When I was eleven years old, I went hamster crazy.

At that age, I was a connoisseur of books on pets and wildlife, and I owned countless Barron’s books on pets. I had ones on all the common breeds of dog, including one on golden retrievers.  I discovered that the dog book were all written by Americans or by people living in America or writing for an American audience, and often, the books would just have enough filler about that particular breed, which would be followed by chapters that were essentially the same in every single book. Breed did not matter.

However, there were a few exceptions to this rule. Some books were really detailed and had fascinating narratives about the dogs they kept.  They were really good. The book on dachshunds by Leni Fiedelmeier was unbelievably good. The author actually told stories about her dogs as a way illustrating the best way to care for them.

I noticed very quickly that the book was a translation from German.

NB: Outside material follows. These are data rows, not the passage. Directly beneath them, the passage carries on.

PR #1127, opened 2017-12-20
remove the option of sourcing manage.sh

kvch:
From now on, there is no point in sourcing `manage.sh`.

My `/bin/sh` does not support this form of detection if a script is sourced or not. Thus, I am not able to run any of the commands, because it always returns before performing anything. Because of incompatibility, I would like to remove it.
Another solution could be changing `/bin/sh` to `/bin/bash`, so sourcing would work. However, `node_modules/.bin` is placed under the folder `searx` which is not a universal path to grunt. In my case it is under a different directory. I propose to let the developer set his/her own `PATH` without any interference from `manage.sh`.
Removing this part ensures that the script can be run without any problem and lets developers manage their own environment.

What do you think @dalf?

### DIFF
--- a/manage.sh
+++ b/manage.sh
@@ -3,14 +3,6 @@
 BASE_DIR="$(dirname -- "`readlink -f -- "$0"`")"
 export PATH="$BASE_DIR/node_modules/.bin":$PATH
 
-# the script can be sourced to update the PATH
-# see https://stackoverflow.com/questions/2683279/how-to-detect-if-a-script-is-being-sourced
-if [ $_ != $0 ]; then
-    unset BASE_DIR
-    # sourced : exit now
-    return
-fi
-
 # subshell
 PYTHONPATH="$BASE_DIR"
 SEARX_DIR="$BASE_DIR/searx"
--- a/manage.sh
+++ b/manage.sh
@@ -48,7 +48,7 @@ install_geckodriver() {
 
     if [ -z "$1" ]; then
         if [ -z "$VIRTUAL_ENV" ]; then
-            echo "geckodriver can't be installed because VIRTUAL_ENV is not set, you should download it from\n  $GECKODRIVER_URL"
+            printf "geckodriver can't be installed because VIRTUAL_ENV is not set, you should download it from\n  %s" "$GECKODRIVER_URL"
             exit
         else
             GECKODRIVER_DIR="$VIRTUAL_ENV/bin"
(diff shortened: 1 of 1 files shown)


dalf:
I've to admit it's a little experiment.

I've a local uncommitted / unpushed change that add autocompletion to a ```searx``` command.

I will post this version here for information. 

About the node_modules/.bin path, I've found a command which give the installation path, but I don't remember which one.

[EDIT] ```npm root```

kvch:
Does it mean that you agree with my proposed changes?

Which `searx` command do you mean?

Having a command to find the installation path would be nice.

dalf:
I suggest to 

1/ replace ```/bin/sh``` by ```/bin/bash```

2/ replace
```sh
export PATH="$BASE_DIR/node_modules/.bin":$PATH
```
by 
```sh
```
see https://docs.npmjs.com/cli/bin

dalf:
The unfinished not fully tested version :  https://gist.github.com/dalf/0afe985fd7129cf7aa731eecbf681284

As I said it's an experiment.

dalf:
The safe way to detect sourced file seems to be : 
```sh
sourced=0
if [ -n "$ZSH_EVAL_CONTEXT" ]; then 
  case $ZSH_EVAL_CONTEXT in *:file) sourced=1;; esac
elif [ -n "$KSH_VERSION" ]; then
  [ "$(cd $(dirname -- $0) && pwd -P)/$(basename -- $0)" != "$(cd $(dirname -- ${.sh.file}) && pwd -P)/$(basename -- ${.sh.file})" ] && sourced=1
elif [ -n "$BASH_VERSION" ]; then
  [ "$0" != "$BASH_SOURCE" ] && sourced=1
else # All other shells: examine $0 for known shell binary filenames
  # Detects `sh` and `dash`; add additional shell filenames as needed.
  case ${0##*/} in sh|dash) sourced=1;; esac
fi
```

(according to https://stackoverflow.com/questions/2683279/how-to-detect-if-a-script-is-being-sourced )

funkyfuture:
maybe i'm missing some point, but i suggest to consider to use `make`.

kvch:
I rebased and updated the PR with changing `echo` to `printf` as suggested by https://github.com/asciimoo/searx/issues/1206#issue-298593155.

asciimoo (approved):
Great, thanks!

PR #1135, opened 2018-01-06
Fix yacy engine

### LINKED ISSUE #1064: Yacy results crash
Getting:
Engines cannot retrieve results:
yacy (unexpected crash)

> ERROR:searx.search:engine yacy : exception : 'url'
> Traceback (most recent call last):
>   File "/home/leo/searx/searx/search.py", line 118, in search_one_request_safe
>     search_results = search_one_request(engine, query, request_params, start_time, timeout_limit)
>   File "/home/leo/searx/searx/search.py", line 110, in search_one_request
>     return engine.response(response)
>   File "/home/leo/searx/searx/engines/yacy.py", line 80, in response
>     results.append({'url': result['url'],
> KeyError: 'url'

kvch:
Previously, "url" was not found in the result json, so the engine crashed. Now the engine looks for both "url" and "link" in results to get the URL of a result.

Closes #1064

### DIFF
--- a/searx/engines/yacy.py
+++ b/searx/engines/yacy.py
@@ -74,8 +74,17 @@ def response(resp):
     for result in search_results[0].get('items', []):
         # parse image results
         if result.get('image'):
+
+            result_url = ''
+            if 'url' in result:
+                result_url = result['url']
+            elif 'link' in result:
+                result_url = result['link']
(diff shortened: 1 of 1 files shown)


asciimoo (approved):
great, thanks.

PR #1136, opened 2018-01-06
Add findx engine

kvch:
Does not include images, videos and maps category.


asciimoo:
Findx could be a dedicated engine to be able to extract image, video and map results as well.

asciimoo (approved):
Great, thank you =)

PR #1148, opened 2018-01-17
[fix] Read utf-8 files (settings, languages, currency) with Python3.5

MarcAbonce:
For some reason, the fix in #1124 causes an [error when using Python3.5](https://travis-ci.org/MarcAbonce/searx/builds/329737381?utm_source=github_status&utm_medium=notification).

The dogs all had German names, and most of the dachshunds in the photographs in the book were wire-haired, which is the least common variety in North America.

So it was a good book.

I noticed that the only books from that series that were any good were those that were originally written in German. German-speaking pet owners were much more willing to get personal in their books. They were much more willing to help you understand the animal and appreciate it for what it was.

And that’s what brought me to hamsters.

The book on hamsters was by Otto von Frisch. I had no idea who that was, but years later, I learned that Otto was the son of the famous ethologist Karl von Frisch. He was a respected director at the Brunswick Natural History Museum, but he was a master naturalist. His descriptions of hamster behavior and natural history captured my imagination as nothing had before.

I knew that I had to have a golden hamster.

And not just any golden hamster.

Throughout the translation, every time the author mentioned the hamsters that possessed the original coat coloration, they were always referred to as “the wild type.”

That term captured my imagination, and I knew that I wanted to have a male golden hamster of the wild type.

When I went to the pet store to buy my first hamster, all that was available was a female black-eyed cream. She was  a nasty biter, and though I gave her the name of Linda, we always called her the Black-eyed Bitch.

I was given an ancient Teddy bear hamster soon after I got my first one, and then I bought a cinnamon and banded one. The banded one was wild-type, but only on her front and back.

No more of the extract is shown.